◆ **Problem**:
When the word "more" appears in a line of the data below, list that line.

(Saved entries)
********************
PR #898, opened 2025-04-05
Fix overflow in coarse rasterization

LaurenzV:
This can overflow for not too big sizes (I encountered it while trying to render on a canvas with 10000x10000 pixels.


tomcur (approved):
Thanks, makes sense!

PR #899, opened 2025-04-05
Be more `no_std`

waywardmonkeys:
Instead of having `std` in scope and on by default, be `no_std` by default and use `std` more explicitly.


waywardmonkeys:
This is a continuation of the changes that I've been making across the whole Linebender stack for all `no_std` support to be configured this way.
********************
◆ **Solution to the problem**:
Be more `no_std`
Instead of having `std` in scope and on by default, be `no_std` by default and use `std` more explicitly.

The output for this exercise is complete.